Information shown:
PR #734, opened 2016-03-10
Avatar plugin support related fixes

vboctor:
- Don't show avatars when they are disabled.
- Avatar threshold should check user for which to display avatar and not logged in user.
- If avatar is off and a user doesn't match threshold, then show default avatar.  This way we don't end up with a mix of no image and image.
- Remove gravatar specific settings from core config.
- Gravatar plugin to use its own default_config instead of show avatar.

Fixes #20641
Fixes #20642

### DIFF
--- a/config_defaults_inc.php
+++ b/config_defaults_inc.php
@@ -1067,19 +1067,8 @@ $g_differentiate_duplicates = OFF;
 $g_sort_by_last_name = OFF;
 
 /**
- * Show user avatar
- *
- * The config can be either set to OFF (avatars disabled) or set to a string
- * defining the default avatar to be used when none is associated with the
- * user's email. Valid values:
- * - OFF (default)
- * - ON (equivalent to 'identicon')
- * - One of Gravatar's defaults (mm, identicon, monsterid, wavatar, retro)
- *   @link http://en.gravatar.com/site/implement/images/
- * - An URL to the default image to be used (for example,
- *   "http:/path/to/unknown.jpg" or "%path%images/no_avatar.png")
- *
- * @global integer|string $g_show_avatar
+ * Show user avatars
+ * @global integer $g_show_avatar
  * @see $g_show_avatar_threshold
  */
 $g_show_avatar = OFF;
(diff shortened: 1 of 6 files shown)


dregad:
Tested OK:

- $g_show_avatar = OFF; (regardless of whether Gravatar plugin is installed)  
  **OK** no avatars displayed
- $g_show_avatar = ON; Gravatar plugin *not* installed
  **OK** default avatar displayed
- $g_show_avatar = ON; Gravatar plugin *installed*
  **OK** gravatar displayed
- $g_show_avatar = DEVELOPER; Gravatar plugin *installed*; login with *reporter* user
  **OK** no avatars displayed 

In the last test case, we could debate whether the avatars should be completely hidden (as it is now) or the default one shown. Since the config is *not* OFF, it can be implied that the Administrator actually *wants* to use avatars, so the question is: does being below the threshold mean "do not use avatars at all" or "restrict viewing them to authorized users". I'm fine either way, the latter probably gives more consistency to the UI.

dregad:
Oh, and +1

cproensa:
> so the question is: does being below the threshold mean "do not use avatars at all" or "restrict viewing them to authorized users".

or:  only show avatar of users above that threshold. (like, only show the avatar of developers)

The other way: "restrict viewing them to authorized users", Is it any good (eg, me as a developer), to see the avatars of reporters, without they knowing i can see them?

dregad:
> or: only show avatar of users above that threshold. (like, only show the avatar of developers)

Re-reading @vboctor's [documentation update submitted as part of this PR](https://github.com/mantisbt/mantisbt/pull/734/files#diff-2b5232793167963cfb322f0a8ec9622bR205):

*The threshold of users for which MantisBT should show the avatar (default DEVELOPER).
Note that the threshold is related to the user for whom the avatar is being shown,
rather than the user who is currently logged in.*

I now realize that I was actually mixing 2 settings: $g_show_avatar and $g_show_avatar_threshold. The latter behaves exactly as documented, which also matches what @cproensa mentioned. Not sure what I had been smoking when I ran my tests :wink: 

My last test case's result is as follows:

- $g_show_avatar = DEVELOPER is actually equivalent to having it set to *ON*.

New test case:

- $g_show_avatar_threshold = DEVELOPER; Gravatar plugin installed; login with any user  
  **OK** avatars are displayed for DEVELOPER and above, regardless of logged-in user's access level; users below DEVELOPER are shown with the default avatar.

dregad:
Merged.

Required work:
In the records above, how many lines contain the string "login"? State that number only.

Solution to the exercise:
2